Individual Assessment

Lab 1

1. What are the key cell biology journals?

The Journal of Cell Biology

Nature Journals

Cell

Trends in Cell Biology

Public Library of Science


2. Which journal allow reuse of their published content?

Public Library of Science

The Journal of Cell Biology

BMC Cell Biology

Lab 2

Q1) Which chromosome contribute to the nucleolus?

Transcription, processing and assembly of ribosomal (rRNA) gene occurs in the nucleolus and the five different chromosomes that contribute to the nucleolus are 13, 14, 15, 21, 22.


Q2) Identify and add a link to your page of a recent cell biology article using confocal microscopy.

Expanding the multicolor capabilities of basic confocal microscopes by employing red and near-infrared quantum dot conjugates

Lab 3

Q1) Find the SDS infromation for chloroform and identify the hazards associated with this chemical.'


Standard Name: Chloroform (Chemical Name of Chloroform: Trichloromethane)

A Chemical Abstract Service Registry Number (CAS Number): 67-66-3

The United Nations Number (UN number): 1888

Hazards associated with this chemical is classified as:

Classification: Xn; R22-48/20/22 Xi; R38 Carc.

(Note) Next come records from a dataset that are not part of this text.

PR #771, opened 2026-05-08
posix: destroy pipe on error

julianuziemblo:
## Types of changes

## How Has This Been Tested?

- [ ] Tested by hand on: `ia32-generic-qemu`

## Checklist:

## Special treatment

    - https://github.com/phoenix-rtos/phoenix-rtos-posixsrv/pull/31 
@

### DIFF
--- a/posix/posix.c
+++ b/posix/posix.c
@@ -559,7 +559,7 @@ int posix_open(const char *filename, int oflag, u8 *ustack)
 {
 	TRACE("open(%s, %d, %d)", filename, oflag);
 	oid_t ln, oid, dev, pipesrv;
-	int fd = 0, err = 0;
+	int fd = 0, err = 0, created = 0;
 	process_info_t *p;
 	open_file_t *f;
 	mode_t mode;
@@ -603,6 +603,7 @@ int posix_open(const char *filename, int oflag, u8 *ustack)
 				if (err < 0) {
 					break;
 				}
+				created = 1;
 				hal_memcpy(&ln, &oid, sizeof(oid_t));
 			}
 			else if (err < 0) {
@@ -663,6 +664,12 @@ int posix_open(const char *filename, int oflag, u8 *ustack)
 			pinfo_put(p);
 			return fd;
 		} while (0);
+
+		if (created != 0) {
+			/* file was created in the filesystem - we should unlink it now */
+			(void)posix_unlink(filename);
+			(void)proc_destroy(oid.port, oid);
+		}
 
 		(void)proc_lockSet(&p->lock);
 		p->fds[fd].file = NULL;
--- a/posix/posix.c
+++ b/posix/posix.c
@@ -984,16 +984,16 @@ int posix_pipe(int fildes[2])
 
 	fo = vm_kmalloc(sizeof(open_file_t));
 	if (fo == NULL) {
+		(void)proc_destroy(oid.port, oid);
 		pinfo_put(p);
-		/* FIXME: destroy pipe */
 		return -ENOMEM;
 	}
 
 	fi = vm_kmalloc(sizeof(open_file_t));
 	if (fi == NULL) {
 		vm_kfree(fo);
+		(void)proc_destroy(oid.port, oid);
 		pinfo_put(p);
-		/* FIXME: destroy pipe */
 		return -ENOMEM;
 	}
 
@@ -1008,6 +1008,8 @@ int posix_pipe(int fildes[2])
 
 		vm_kfree(fo);
 		vm_kfree(fi);
+
+		(void)proc_destroy(oid.port, oid);
 
 		pinfo_put(p);
 		return -EMFILE;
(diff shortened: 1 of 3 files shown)


posix/posix.c
```diff
@@ -988,15 +987,15 @@ int posix_pipe(int fildes[2])
 	fo = vm_kmalloc(sizeof(open_file_t));
 	if (fo == NULL) {
 		pinfo_put(p);
-		/* FIXME: destroy pipe */
+		(void)proc_destroy(oid.port, oid);
```
ziemleszcz, line 994: This leaks pipes on EINTR or ENOMEM here and elsewhere. Add a FIXME/TODO comment at minimum.

julianuziemblo: you mean this should be done in `while (proc_destroy(oid.port, oid) == -EINTR);`? or is it a greater issue in your opinion so for now a TODO suffices?

ziemleszcz: `EINTR` handling is a wider kernel problem, so a TODO is acceptable. For `ENOMEM`, I’m not sure we can do much. Still, these cases should be marked with FIXME/TODO comments.

ziemleszcz (dismissed):

oI0ck (dismissed):
If tested then LGTM

posix/posix.c
ziemleszcz, line 994: This does not work for dummyfs. If I force an error at L617, it calls `proc_destroy()`, but the file is not removed. I suspect that unlink is required prior to destruction (unclear API). I have not checked other filesystems.

oI0ck: Shouldn't we move handling `proc_destroy()` to another issue?

ziemleszcz: The "posix/open: destroy file on error if created" commit is supposed to fix this issue. The file is not destroyed. We can remove it from this PR and address pipe/fifo issues only. Still testing it.

posix/posix.c
```diff
@@ -664,6 +665,10 @@ int posix_open(const char *filename, int oflag, u8 *ustack)
 			return fd;
 		} while (0);
 
+		if (created != 0) {
+			(void)proc_destroy(oid.port, oid);
```
ziemleszcz, line 671: This does not work for dummyfs. If I force an error at L617, it calls proc_destroy(), but the file is not removed. I suspect that unlink is required prior to destruction (unclear API). I have not checked other filesystems.

posix/posix.c
ziemleszcz: Sorry, wrong location. The comment above refers to `posix_open()`.

ziemleszcz: I see 4 pages leak on this error path.

julianuziemblo: is this because of the lack of unlink, or something else?

julianuziemblo: about the unlink:
Unlinking it there seems to work (tested on dummyfs and ext2). I'm not sure if I should add this functionality to the proc_destroy itself (if path != NULL then proc_unlink) or should it be done separately here. My intuition is that proc_destroy seems itself as a counterpart to proc_create. 

Another issue is that mtDestroy IMO should undo everything done in mtCreate, but this is a separate implementation and interface definition issue.

For now I propose the simple pushed solution. What do you think?

ziemleszcz, line 1014: filedes[0] remains reserved here if `_posix_allocfd()` fails on filedes[1].

julianuziemblo: hm, is it a leak though? we still have that memory and will use it when we want to open another file if I understand the code correctly?

posix/posix.c
```diff
@@ -1059,12 +1068,15 @@ int posix_mkfifo(const char *pathname, mode_t mode)
 	/* link pipe in posix server */
 	ret = proc_link(oid, oid, pathname);
 	if (ret < 0) {
+		(void)proc_destroy(oid.port, oid);
```
ziemleszcz, line 1071: Same 4 pages leak on this error path as in `posix_pipe()`.

ziemleszcz: FYI: I don't see this leak on next error path at L1078 so it might be connected to `unlink`.

posix/posix.c
ziemleszcz: It is not a memory leak but the fd is reserved and cannot be assigned.

posix/posix.c
oI0ck: How did you manage to manage to trigger this error path, could you please send a repro?

julianuziemblo: strcmp on some path in proc_link will work :D

posix/posix.c
ziemleszcz: You can just set p->fds[filedes[]] to NULL to free it (under the lock).

ziemleszcz: Closing this comment in `posix_open()`. Leaving this thread open for memory leak.

ziemleszcz: Bug in posixsrv.

posix/posix.c
ziemleszcz: Bug in posixsrv.

posix/posix.c
julianuziemblo: are you sure it remains reserved? _posix_allocfd() does not reserve anything, just returns the first empty fd (or allocates new one), and that is zeroed out (hal_memset). I don't see any more memory usage in the tests either (which would be visible if the fds are not marked as empty).

ziemleszcz: Closing, descriptors are reserved in different location.

ziemleszcz (approved):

Cat. 3; R40

The abbreviations, risk and safety phrases of the above classification stand for:

Xn: Harmful

R22: Harmful if swallowed.

R23: Toxic by inhalation.

R48/20/22: Harmful: danger of serious damage to health by prolonged exposure through inhalation and if swallowed.

Xi: Irritant

R38: Irritating to skin

Carc. Cat. 3: Substances suspected of having carcinogenic potential

R40: Limited evidence of a carcinogenic effect

For further risk phrases, refer to Individual risk and safety phrases

Notice: Significant source of exposure to chloroform may be absorption through the skin.

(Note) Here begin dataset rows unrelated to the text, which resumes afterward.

PR #774, opened 2026-05-11
Makefile: modify the linker script for .bss clearing

rmikielis:
JIRA: RTOS-1051

Different approach for clearing kernel's .bss - instead of creating custom linker scripts
for all targets, modifying default GCC linker scripts.

## Description

CONTEXT: Clearing .bss section requires certain modifications of kernels linker script:
1. moving syspage out of .bss
2. unifying "bss_start" and "bss_end" symbols across platforms, so we know .bss limits.

This PR is sed'ing default linker scripts instead of creating them from scratch. All required var's are in Depends-On PR. This solution sounds safer since in worst-case we just won't add symbols and won't clear bss. Possibility of missing sections in final .ELF seems harder to debug.

After first checks this solution works as expected. Linker script is edited => .elf modified
Screenshot from 2026-05-11 13-10-34
Screenshot from 2026-05-11 13-13-26

Please share your thouhts. Is it way to go or we stick to rewriting ld's from scratch.

Depends-On: phoenix-rtos-build:rmikielis/clearing_bss

## Types of changes

## How Has This Been Tested?

## Checklist:

## Special treatment

### DIFF
--- a/Makefile
+++ b/Makefile
@@ -74,7 +74,10 @@ DEPS := $(patsubst %.o, %.c.d, $(OBJS))
 # 4) Remove "+ SIZEOF_HEADERS", which causes inclusion of program headers.
 $(PREFIX_O)$(TARGET_FAMILY)-$(TARGET_SUBFAMILY).ldt:
 	$(SIL)$(LD) $(LDFLAGS_PREFIX)--verbose 2>/dev/null | sed -n '/^==*$$/,/^==*$$/p' | sed '1,1d; $$d' | sed s/"\s*+\s*SIZEOF_HEADERS"// > "$@"
-
+	@printf '%s\n' "$$SYSPAGE_SECTION" > temp_file.txt
+	@sed -i "/^[[:space:]]*$$SYSPAGE_STARTING_POINT*/r temp_file.txt" "$@" && rm temp_file.txt
+	@sed -i "/^[[:space:]]*$$DEFAULT_BSS_START*/i\\  $$CUSTOM_BSS_START" "$@"
+	@sed -i "/^[[:space:]]*$$DEFAULT_BSS_END*/i\\  $$CUSTOM_BSS_END" "$@"
 
 $(PREFIX_PROG)phoenix-$(TARGET_FAMILY)-$(TARGET_SUBFAMILY).elf: $(OBJS) $(PREFIX_O)$(TARGET_FAMILY)-$(TARGET_SUBFAMILY).ldt
 	@mkdir -p $(@D)


nalajcie:
IMHO clearing from `__bss_start` to `_end` is architecture-agnostic, no need to introduce special per-family define's. 

Not sure how syspage is currently passed, so I don have an input on that.

Note that you should not write any temp files in the source repo, only in build folder or some other external place, but I assume this is just a PoC.

rmikielis:
On most architectures ```_end``` is equivalent to end of bss section, but it generally marks end of writable data area, not .bss explicitly. Some architectures can squeeze something in between.
Screenshot from 2026-05-11 16-26-25

In general plo allocates syspage structure in its memory space and passes pointer to it in CPU register. First instruction in kernel's _start() is usually to save this value from register to ```syspage_t *syspage;```, which is ofc in kernel's ```.bss```. So specify'ing ```.syspage``` section is not necessary if we do ```.bss``` clearing before it. Its just a safer approach to save value from register first, than to execute code with it hanging in GPR, or if we decide to move ```.bss``` clearing further than first line of _start().

Moving temp file to different location will be fixed ofc.

rmikielis:
Some targets are initializing syspage or page tables in ```_init.S``` so clearing .bss in ```main.c``` crashes system. Moving these structures out of .bss also causes problems during vm init.
So clearing .bss must be done in ```_init.S``` anyway. Hence no point in defining global bss limits or .syspage.
Closing.

nalajcie:
ACK, no need to unify the symbol names. The per-target symbols provided by linker could still be used in per-target assembly code. 
If beneficial - we could have a (naked) common C function called from assembly to zero-out the area (and provide the args directly in per-target asm code). 

Regarding my other comment - AFAIK right now only arm adds `.noload`  section before `_end` symbol -  which should not be zeroed-out, buuut we're not using this section currently, so probably not a blocker (if we would like to use it, than we would need similar sections for other architectures also).

I'm not sure what to do with syspage, I don't know if it could (accidentally) overlap with kernel bss or not.

rmikielis:
Whole syspage is in kernel's .bss and kernel is copying it from plo address space, so without moving syspage out of kernel's .bss we must clear it before syspage is initialized.
Calling C function requires setting up small stack (what is usually done near the end of ```_start()```) so its just a (small piece of) redundant code. Also pointer to plo's syspage structure from which we copy syspage to kernel is passed in GPR. But since it is ```r9``` on ARM targets, we should be able to clear .bss w/o preserving it earlier.
So modifying ```_init.S``` of every target is inevitable, no point in playing with linker script for now (but it can be done w/o writing it from scratch if suddenly needed)

PR #776, opened 2026-05-12
process: copy argv and envp to newly created process

### LINKED ISSUE #1399: `ps` CMD column not printed properly
The issue first appeared on the 5af8b11 project commit when `dummyfs` CMD appeared with arguments, and the 13th entry from `ps` had no CMD name.

Image

Up to that day, only the command name was always printed, without any arguments:

Image

Looking into the `ps` code, it shows that it should always print up to 16 characters, so it seems like the `threadsinfo` syscall doesn't copy the full command with arguments into the `info` structure - only the command name. And this one time, it worked correctly for `dummyfs`, but for one of the entries in `info`, the command was empty.

The strange thing is that it happened only once and it seems to work randomly whereas one would expect `threadsinfo` syscall to always produce the same result.

oI0ck:
JIRA: RTOS-1319
Fixes: phoenix-rtos-project#1399

## Types of changes
- [X] Bug fix (non-breaking change which fixes an issue)

## How Has This Been Tested?
- [X] Already covered by automatic testing.

## Checklist:

## Special treatment

- [X] This PR needs additional PRs to work
- https://github.com/phoenix-rtos/phoenix-rtos-tests/pull/480

### DIFF
--- a/proc/process.c
+++ b/proc/process.c
@@ -1518,9 +1518,24 @@ static int process_copy(void)
 	process_t *process = current->process;
 	parent = spawn->parent;
 
+	/* these resources should get cleaned up by process_destroy */
 	if (parent->process->path != NULL) {
 		process->path = lib_strdup(parent->process->path);
 		if (process->path == NULL) {
+			return -ENOMEM;
+		}
+	}
+
+	if (parent->process->argv != NULL) {
+		process->argv = proc_copyargs(parent->process->argv);
+		if (process->argv == NULL) {
+			return -ENOMEM;
+		}
+	}
+
+	if (parent->process->envp != NULL) {
+		process->envp = proc_copyargs(parent->process->envp);
+		if (process->envp == NULL) {
 			return -ENOMEM;
 		}
 	}


proc/process.c
```diff
@@ -1525,6 +1525,13 @@ static int process_copy(void)
 		}
 	}
 
+	if (parent->process->argv != NULL) {
+		process->argv = proc_copyargs(parent->process->argv);
+		if (process->argv == NULL) {
+			return -ENOMEM;
+		}
+	}
```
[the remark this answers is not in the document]
julianuziemblo: I see you added this to the commit. Please also add it to commit message that you copy env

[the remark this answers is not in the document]
oI0ck: done

proc/process.c
```diff
@@ -1544,6 +1525,20 @@ static int process_copy(void)
 		}
 	}
 
+	if (parent->process->argv != NULL) {
+		process->argv = proc_copyargs(parent->process->argv);
+		if (process->argv == NULL) {
+			return -ENOMEM;
```
ziemleszcz, line 1532: Memory allocated earlier in this function is not freed on error paths. Please free `process->path`, `process->argv`, `process->envp`, and `process->map`.

oI0ck: `process->map` is not a pointer, but the rest I will add to error paths

ziemleszcz: `vm_mapDestroy()` destroys the map. Please check if it should be destroyed here.

oI0ck: `vm_mapCopy()` seems to destory the map at least in one error path.

oI0ck: Even so, this is not the `if` statement for destoying the map as it precedes `vm_mapCreate()`.

ziemleszcz: This comment applies to all error paths in this function. I just didn’t want to copy and paste it in three different places.

Please test these error paths and verify that they do not leak memory.

oI0ck: The memory map seems to get destroyed properly in this function

ziemleszcz: It turns out that `process_destroy()` already frees path, argv, and envp, so we now have a double-free issue.

This is not obvious from `process_copy()` implementation, so either:
 - set these pointers to NULL after freeing them, or
 - leave cleanup to `process_destroy()` and add a comment here explaining that it releases these resources.

ziemleszcz (approved):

Q2)You will need to upload an image and add it to your page, with the reference and copyright information with the image.

Calcium signalling in aging.jpg

[1]

Lab 4

Q1). Identify a commercial supplier of an antibody that relates to your group project topic.

The monoclonal antibody (HAM8) recognizes the gap junction protein connexin 32 according to the article Immunohistochemical analysis of rat liver using a monoclonal antibody HAM8 against gap junction The HAM8 antibody is supplied by Santa Cruz Biotechnology, Inc. For further information, refer to HAM8 antibody


Q2). In mitochondria, where is the gene located that encode Cytochrome C and what keeps this protein trapped within the mitochondria? (Hint - Watch Part 2: Factors Involved in the Intrinsic Pathway of Apoptosis

Cytochrome C is encoded by the CYCS gene located on chromosome 7. Thus, the gene is located in the nucleus of the mitochondria. Cytochrome C is the only water soluble component of the electron transport chain so they are trapped inside the mitochondria by the outer membrane.

Lab 6

Total Percentage of Morphological phenotypes in Group A and B.JPG

The table represents different categories of Phenotype ranging from A to F that are present in Group A and B. Group A represents the cell treated with Tm4 and Group B is the control.

Phenotype A to F represents the following:

A: Fan, B: Broken Fan, C: Stumped, D: Pronged, E: Stringed, F: Pygnotic


1. What are the changes in Phenotypes that you observe between Group A and Group B from the graph?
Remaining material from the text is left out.